As they say, girls rule, boys drool.

The story, you’ll be happy to know, has a happy ending. Ferland turned to crowd-funding on Indiegogo.com to replace the missing money. At this writing, the tally stands just north of a quarter-million dollars. But the money raised is less impressive than the example set.

One need not be unsympathetic to transgender people to empathize with those who feel the world is becoming an ever more confusing place. Where homosexuality once seemed the last frontier of sexual identity in terms of public acceptance, we now find ourselves grappling with the needs and demands of the transgender community, those who feel they were born with the wrong gender characteristics — and who take steps, whether surgical, cosmetic or cultural, to rectify the error.

How do the rest of us relate to that population? How do we accommodate them? What public restrooms do they use?

These are not easy or inconsequential questions and it is understandable that some of us find them difficult. What is not at all understandable is the impulse to handle difficult questions by segregating those who make them necessary behind barbed wire of social rejection: You can’t do this, you can’t join that, you can’t go here, you can’t participate there.

It is a tactic that has been tried repeatedly, tried by coercion of custom, force of law and threat of violence. When in all of the grand sweep of time has it ever worked? When has the marginalized group ever sat contentedly behind barbed wire without demanding, and fighting for, change? When have the people who imprisoned them there ever been vindicated by history?

Never.
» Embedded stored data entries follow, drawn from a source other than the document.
PR #1195, opened 2019-12-03
Update to latest upstream yosys.

### LINKED ISSUE #1161: Inference of 3-state IOBUFs in Yosys

litghost:
Fixes #1161

### DIFF
--- a/CMakeLists.txt
+++ b/CMakeLists.txt
@@ -34,7 +34,7 @@ setup_env(
 add_conda_package(
   NAME yosys
   PROVIDES yosys
-  PACKAGE_SPEC "yosys 0.8_3555_g39a9dc5c 20190930_213940"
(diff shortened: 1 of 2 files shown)


litghost:
> LGTM if CI goes green.

Vendor test failure are pre-existing failures.

PR #1204, opened 2019-12-05
Import of ROI-less graph for Zynq

mkurc-ant:
This PR fixes some issues with prjxray import scripts that occur when importing ROI-less Zynq graph. Currently it adds the device target `xc7z010` which is the full ROI-less version for that part. It also adds the buttons test for that device (currently only that one).

The most important modification to the import scripts is filtering out `IOPAD` sites along with wires and PIPs for `PSS*` tiles. Those elements are not relevant to the PL (FPGA fabric) and are controlled solely by the PS (ARM core).

Right now we can't have both `xc7z010` and `xc7z020` because both parts contain different tile sets (020 has "L" IOBs and "R" CMT tiles). We would need separate architectures for those two.


xc7/utils/prjxray_arch_import.py
```diff
@@ -487,10 +487,20 @@ def insert_constant_tiles(conn, model_xml, complexblocklist_xml, tiles_xml):
     c.execute('SELECT pkey FROM tile_type WHERE name = "NULL";')
     null_tile_type_pkey = c.fetchone()[0]
 
+    # Get all 'NULL' tile locations
+    c.execute(
+        'SELECT grid_x, grid_y FROM phy_tile WHERE tile_type_pkey = ?',
+        (null_tile_type_pkey, )
+    )
+    locs = sorted(list(c.fetchall()))
```
litghost: Instead of fetchall, sort and limit in the SQL call.

xc7/utils/prjxray_form_channels.py
```diff
@@ -197,19 +197,72 @@ def get_switch(pip, pip_timing):
...
+            for p in tile_type.get_pips():
+                if p.net_from == site_pin.wire:
+                    masked_pips.append(p.name)
+                    masked_wires.append(p.net_to)
+                if p.net_to == site_pin.wire:
+                    masked_pips.append(p.name)
+                    masked_wires.append(p.net_from)
+
+    # Masked sites names
+    masked_sites = ["{}_{}".format(s.prefix, s.name) for s in iopad_sites]
```
litghost: Instead of making a string, why not just make a tuple of `(prefix, name)`?

xc7/tests/buttons/CMakeLists.txt
```diff
@@ -37,3 +30,25 @@ add_vivado_target(
...
+add_file_target(FILE zybo.pcf)
+add_file_target(FILE zyboz7.pcf)
+
+add_fpga_target(
+  NAME buttons_zybo_full
+  BOARD zybo-full
+  SOURCES buttons_zybo.v
+  INPUT_IO_FILE zybo.pcf
+  EXPLICIT_ADD_FILE_TARGET
+  )
```
litghost: Can you add a `add_vivado_target`?

litghost:
Can you add a test that includes a clock (e.g. blinky)?  And add a `add_vivado_target`?

mkurc-ant:
I addressed the comments and added zybo target for the `counter` test. I also added vivado targets for both `counter` and `buttons` but left fasm diff check disabled.

litghost:
> left fasm diff check disabled.

Why?

xc7/tests/counter/CMakeLists.txt
```diff
@@ -1,10 +1,18 @@
...
+  SOURCES counter_bufg.v
   INPUT_IO_FILE zybo.pcf
   )
 
+add_vivado_target(
+    NAME counter_zybo_vivado
+    PARENT_NAME counter_zybo
+    CLOCK_PINS clk
+    CLOCK_PERIODS 10.0
+    #DISABLE_DIFF_TEST
```
litghost: I assume you meant to disable this test?

mkurc-ant:
@litghost For the buttons test these features differ
```
@@ -1,3 +1,7 @@
+CFG_CENTER_MID_X67Y32.ALWAYS_ON_PROP1
+CFG_CENTER_MID_X67Y32.ALWAYS_ON_PROP2
+CFG_CENTER_MID_X67Y32.ALWAYS_ON_PROP3
```
Looks like that we are not emitting them now in SymbiFlow.

And for the counter test I get Vivado error:
```
ERROR: [Place 30-574] Poor placement for routing between an IO pin and BUFG. If this sub optimal condition is acceptable for this design, you may use the CLOCK_DEDICATED_ROUTE constraint in the .xdc file to demote this message to a WARNING. However, the use of this override is highly discouraged. These examples can be used directly in the .xdc file to override this clock rule.
        < set_property CLOCK_DEDICATED_ROUTE FALSE [get_nets RIOB33_X31Y75_IOB_X0Y76_I] >

        RIOB33_X31Y75_IOB_X0Y76_IBUF (IBUF.O) is locked to IOB_X0Y76
        bufgCLK_BUFG_BOT_R_X82Y48_BUFGCTRL_X0Y0_BUFGCTRL (BUFGCTRL.I0) is locked to BUFGCTRL_X0Y0
```
When I suppress that error it shows that the clock is routed to a BUFG in different top/bottom portion of the fabric than the clock IOB is located in. And the clock tree is not used for that route.

litghost:
> @litghost For the buttons test these features differ
> 
> ```
> @@ -1,3 +1,7 @@
> +CFG_CENTER_MID_X67Y32.ALWAYS_ON_PROP1
> +CFG_CENTER_MID_X67Y32.ALWAYS_ON_PROP2
> +CFG_CENTER_MID_X67Y32.ALWAYS_ON_PROP3
> ```
> 
> Looks like that we are not emitting them now in SymbiFlow.

We likely need a fasm2frames fix for the ALWAYS_ON_X.  We never understood them, but they still need to be emitted.

> 
> And for the counter test I get Vivado error:
> 
> ```
> ERROR: [Place 30-574] Poor placement for routing between an IO pin and BUFG. If this sub optimal condition is acceptable for this design, you may use the CLOCK_DEDICATED_ROUTE constraint in the .xdc file to demote this message to a WARNING. However, the use of this override is highly discouraged. These examples can be used directly in the .xdc file to override this clock rule.
>         < set_property CLOCK_DEDICATED_ROUTE FALSE [get_nets RIOB33_X31Y75_IOB_X0Y76_I] >
> 
>         RIOB33_X31Y75_IOB_X0Y76_IBUF (IBUF.O) is locked to IOB_X0Y76
>         bufgCLK_BUFG_BOT_R_X82Y48_BUFGCTRL_X0Y0_BUFGCTRL (BUFGCTRL.I0) is locked to BUFGCTRL_X0Y0
> ```
> 
> When I suppress that error it shows that the clock is routed to a BUFG in different top/bottom portion of the fabric than the clock IOB is located in. And the clock tree is not used for that route.

This should be solvable with fixing the site location of the BUFG via LOC once capacity is available.  FYI @acomodi .

mkurc-ant:
@litghost 
> We likely need a fasm2frames fix for the ALWAYS_ON_X. We never understood them, but they still need to be emitted.

What is the correct way of detecting what part is the fasm2frames run for? It takes the database path either from an env. vairable or an argument. Shall I assume that if that path contains `zynq7` than it is for Zynq ?

litghost:
> @litghost
> 
> > We likely need a fasm2frames fix for the ALWAYS_ON_X. We never understood them, but they still need to be emitted.
> 
> What is the correct way of detecting what part is the fasm2frames run for? It takes the database path either from an env. vairable or an argument. Shall I assume that if that path contains `zynq7` than it is for Zynq ?

Good question.  I suggest we make a new database file that is simply called "required_features" or some such.  fasm2frames can query it and handle it.

mkurc-ant:
https://github.com/SymbiFlow/prjxray/pull/1169

litghost:
> > And for the counter test I get Vivado error:
> > ```
> > ERROR: [Place 30-574] Poor placement for routing between an IO pin and BUFG. If this sub optimal condition is acceptable for this design, you may use the CLOCK_DEDICATED_ROUTE constraint in the .xdc file to demote this message to a WARNING. However, the use of this override is highly discouraged. These examples can be used directly in the .xdc file to override this clock rule.
> >         < set_property CLOCK_DEDICATED_ROUTE FALSE [get_nets RIOB33_X31Y75_IOB_X0Y76_I] >
> > 
> >         RIOB33_X31Y75_IOB_X0Y76_IBUF (IBUF.O) is locked to IOB_X0Y76
> >         bufgCLK_BUFG_BOT_R_X82Y48_BUFGCTRL_X0Y0_BUFGCTRL (BUFGCTRL.I0) is locked to BUFGCTRL_X0Y0
> > ```
> > 
> > 
> > When I suppress that error it shows that the clock is routed to a BUFG in different top/bottom portion of the fabric than the clock IOB is located in. And the clock tree is not used for that route.
> 
> This should be solvable with fixing the site location of the BUFG via LOC once capacity is available. FYI @acomodi .

Let's disable the DIFF FASM test and add a TODO pointing to https://github.com/SymbiFlow/symbiflow-arch-defs/issues/1183 .  It will be a bit before the capacity issue is resolved.

mkurc-ant:
Needs database build from b3fea9c07b7ac37516d0a9cd0fc1b4d4e4a58be5 or later for the CI to pass.

litghost:
Latest sync PR's are merged in prjxray, just waiting for CI to computing on the commit.  After that a new prjrxray-db can be pushed.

The trend of humanity is always toward more freedom and more inclusion for more people.

In rejecting what amounted to a $100,000 bribe, Megan Ferland implicitly recognized this. If the path she chose was more uncertain financially and more difficult socially, it was also gutsy and heartening — a powerful defense of essential human dignity.

Thank heaven for little girls? Maurice Chevalier didn’t know the half of it.